Regarding the Kursk, after the salvage operation I've seen some pic taken from the aft, it shows light gray (weathered), but looking at the commisioning pic which taken from directly fore, it shows red - this makes me confuse. But thanks for the info now - I think I'll go with lower Red hull.

The metallic silver-coated is for newer boat? But in K-19:the Widow Maker, the hotel class was painted all black except for sonar window. (I personally think overall black is cool  )


----------



## Leet (Dec 1, 2000)

No, the metallic sonar windows were on the older boats. More modern subs have a reddish orange color instead. Look at this photo of a Delta IV, taken within the past few years:

http://submarine.id.ru/galery/t616.shtml

And an Alfa with the same paint scheme (for some reason, it's in the Akula gallery) :

http://submarine.id.ru/galery/t644.shtml

You can clearly see the color difference between the sensor windows and the rest of the lower hull.


----------



## seawolf (Nov 3, 2004)

waw  - great pic. I never seen the pic before, thanks for pointed it man.
Yes the Russian indeed using red for the lower hull. (I've painted my 1/700 Alfa with whole black-dark grey scheme).

Still on the paint scheme, have you heard about USN Subs will be painted in all black scheme?


----------



## StarshipClass (Aug 13, 2003)

seawolf said:


> Still on the paint scheme, have you heard about USN Subs will be painted in all black scheme?


Aren't subs that are covered in rubber tiles already black all over?


----------



## Leet (Dec 1, 2000)

As far as I know, SSN-23 and SSN-774 are the only boats so far that have been delivered with an all-black paint scheme (by "delivered", I mean that's how Electric Boat finished them; the Navy may repaint them as they see fit). The _Seawolf_ and all 688 class subs (even those with anechoic tiles) have a red lower hull. More recent builds have a dark gray band between the red and black, with the dark gray continuing down over the bottom of the sonar window. Check out these photos of USS _Greeneville_ (SSN-772) in drydock:

http://www.navsource.org/archives/08/08772.htm

Then there's the photo of _Seawolf_ taken during her commissioning ceremony, where you can see dark gray below the freeboard waterline:

http://www.navsource.org/archives/08/080021.htm

About halfway down the page. Older boats had black/red hulls as well, with the dividing line about mid-casing (The _Ohio_ class subs, at least, were painted with red all the way up to the waterline when first launched, but the black was extended downward later).


----------



## StarshipClass (Aug 13, 2003)

^^Thanks for the info!


----------



## seawolf (Nov 3, 2004)

- I'm glad they all painted black, makes easier for me to paint the model, and they will look meaner.
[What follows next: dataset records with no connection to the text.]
PR #816, opened 2019-09-17
Issue#812 Enforce service name and service description to be LTR in Arabic service listing

ian-lin-PG:


ian-lin-PG:
Adding the picture here for context.
image

Issue #817, opened 2019-09-17
Incorrect Line Break: Korean - Onboarding Page 1


jparlina:
Describe the issue and expected behaviours. If this is a bug, describe the steps to reproduce the problem, what you observe, and what you expected to observe.

### Acceptance Criteria 
- [ ]  Ensure words are not split into two lines  - confirm as per [Weblate ](https://translate.peacegeeks.org/translate/ui-strings/jsx_strings/ko/?checksum=&offset=&q=onboarding&search=substring&source=on&target=on&location=on&type=all&ignored=False&date=&only_user=&exclude_user=)

### Steps for QA: 
1.  Ensure all user data is deleted
2. Change locale to KO
3. Check first slide and ensure that words in the string "Arrival Advisor가 새로운 커뮤니티
 적응을 위한 믿음직한 가이드가 되어드립니다." are cut off. 

![IMG_2424](https://user-images.githubusercontent.com/48343061/65084760-1d693500-d961-11e9-9a52-64b4bcdb2cdf.JPG)

tomy-pg:
These are the changes. I forced a linebreak to make the cut-off consistent across all devices. 
@ArtiBPG @jparlina @cherrielam please view. 
![Screenshot_20190917-170159_Expo](https://user-images.githubusercontent.com/47794846/65088213-5909fc00-d96d-11e9-9477-eee0aa06dbc8.jpg)
![Screenshot_20190917-170203_Expo](https://user-images.githubusercontent.com/47794846/65088215-5909fc00-d96d-11e9-8071-9d4d33a5d209.jpg)
![Screenshot_20190917-170213_Expo](https://user-images.githubusercontent.com/47794846/65088216-5909fc00-d96d-11e9-93ed-2a27a63b8f72.jpg)
![Screenshot_20190917-170217_Expo](https://user-images.githubusercontent.com/47794846/65088217-59a29280-d96d-11e9-9705-7e8e38a478e7.jpg)

jparlina:
@tomy-pg  See our Korean translator's suggestions below.


From: Ran Kang <ran.kanglee@gmail.com>
Date: Fri, Sep 20, 2019 at 10:59 AM
Subject: Re: PeaceGeeks: Language QA & Additional Translations
To: Jean Parlina <jean@peacegeeks.org>
Cc: Arti Bhakta <arti@peacegeeks.org>


Hi Jean, 

[...]

PR #818, opened 2019-09-17
Issue #817 Incorrect Line Break in KO onboarding 

tomy-pg:


tomy-pg:
Do not merge yet. The breaks in the word need to be verified for someone who speaks KO. It is unclear whether or not the break/space between characters are problematic.

PR #855, opened 2019-10-05
added Italian locale support

backciro:


rasmus-storjohann-PG:
Hey @backciro , thanks so much for wanting to help with our project. Can you tell me some more about how you envisage the tool being made available in Italian. One big question for me is that we have a lot of content (articles) that would need to be in Italian for this to make sense. We haven't been planning to make those translations. Do you have any thoughts on how that problem would be solved?

rasmus-storjohann-PG:
Haven't heard back from @backciro , closing the PR.

PR #870, opened 2019-10-15
Issue pg-irc/pathways-backend#291 Keep location data consistent by swapping back lat/lon

ian-lin-PG:


src/stores/services/validation.ts
```diff
@@ -77,8 +77,8 @@ export const serviceFromValidatedJSON = (data: ValidatedServiceAtLocationJSON):
     return {
         id: data.service.id,
         // These values come in the wrong order from the server
```
rasmus-storjohann-PG: remove the comment

ian-lin-PG: Squashed with previous commit.

PR #879, opened 2019-10-18
Feature/issue 455 submodules

rasmus-storjohann-PG:


bensinjin:
Looks good. (This article)[https://docs.travis-ci.com/user/private-dependencies/] will probably help with the Travis problem we're seeing.

rasmus-storjohann-PG:
Thanks @bensinjin , I went away from using a submodule for the content ... don't want to break the repo for users ourside our org, but still want the content to only be available to us, so the manual approach is still preferred, I think. ui-strings handling should be much improved though.

rasmus-storjohann-PG:
It probably makes sense to move some of the CSV files from the content to the backend repo, that way we will update the content repo less often, which will be nice since it's a little cumbersome to make changes there with the versioning etc.

rasmus-storjohann-PG:
@bensinjin @ian-lin-PG and @tomy-pg feel free to have a look at this PR, I think it's ready for review.

PR #880, opened 2019-10-23
Feature/issue 839 search improvements

rasmus-storjohann-PG:


src/components/search/search_input_component.tsx
```diff
@@ -26,44 +28,58 @@ export const SearchInputComponent = (props: Props & Actions): JSX.Element => {
...
+    </I18n>;
 };
 
-interface IconProps {
-    readonly name: string;
+interface SearchTextInputProps {
+    readonly iconName: string;
+    readonly value: string;
+    readonly localizedPlaceholder: string;
+    // tslint:disable-next-line:no-mixed-interface
```
bensinjin: I think we probably should start pruning our `tslint.json` a bit. I find this rule more annoying than useful personally.

rasmus-storjohann-PG: Yeah, we can live without this one, I'll remove it in a later PR

PR #881, opened 2019-10-24
WIP: Feature/issue 840 bookmark services

tomy-pg:


src/selectors/services/types.ts
```diff
@@ -11,8 +11,13 @@ export interface LoadingSelectorTopicServices {
...
+    readonly errorMessageType?: Errors;
     readonly type: 'ServicesForTopic:Error';
 }
 
-export type SelectorTopicServices = ValidSelectorTopicServices | LoadingSelectorTopicServices | ErrorSelectorTopicServices;
+export interface EmptySelectorTopicServices {
+    readonly type: 'ServicesForTopic:Empty';
+}
+
+export type SelectorTopicServices = ValidSelectorTopicServices | LoadingSelectorTopicServices |
```
bensinjin: So I think this type is meant to reflect a response from our API for topic services. It makes sense that the response would create objects in Redux that reflect a "Valid", "Loading" or "Error" state but I don't think you should be using this type to accommodate your needs. All you need is an array of Services that may be empty.

src/stores/services/actions.ts
```diff
@@ -31,4 +43,14 @@ export const buildTopicServicesErrorAction = (
     topicId: TopicId,
     errorMessageType: Errors) => (
         helpers.makeAction(constants.LOAD_SERVICES_FAILURE, { topicId, errorMessageType })
-    );
\ No newline at end of file
+    );
+
+// tslint:disable-next-line:typedef
+export const addToSavedList = (service: Service) => {
```
bensinjin: This name could be better.

src/stores/services/types.ts
```diff
@@ -62,4 +63,5 @@ export interface ServiceMap {
 export interface ServiceStore {
     readonly services: ServiceMap;
     readonly servicesByTopic: ServicesForAllTopics;
+    readonly savedServices: SelectorTopicServices;
```
bensinjin: Why is this in the services store as well as the user data store?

talking about the rubber tile, I know that LA or LA(i) class has the rubber tile on their hull and quite visible on several high res picture. But does Seawolf class has the rubber tile pasted to their hull like LA or LA(i)-wise?

I once heard, but can't be confirmed that the Seawolf class boat are using some kind of rubber to cover the hull. So no separated single tile by tile on their hull. Any info for this?


----------



## Leet (Dec 1, 2000)

*Update*

_Dallas, Konovalov_ and _Scorpion_ are nearly finished. The _Ohio_ and 688(I) are coming along nicely, as well.

New photos:

http://jtrun.mine.nu/cc/fox/1350Subs01.jpg

http://jtrun.mine.nu/cc/fox/Subs01.jpg

Should have some finished boats by next weekend.


----------



## seawolf (Nov 3, 2004)

hmm, I can't see the second link, but the first link clearly shows a great collection of subs 

btw, Leet, do you use Spray Can paint to color the subs or using an Air brush pen?


----------



## Leet (Dec 1, 2000)

I used a sponge brush, actually. The overall colors are achieved with craft paints (I'm particularly fond of the red oxide color), then smoothed to finish. I've used the same technique since early last year, from texturing the external tank on my first STS-1, to smoothing out the orbiter's belly (which turned out fantastic).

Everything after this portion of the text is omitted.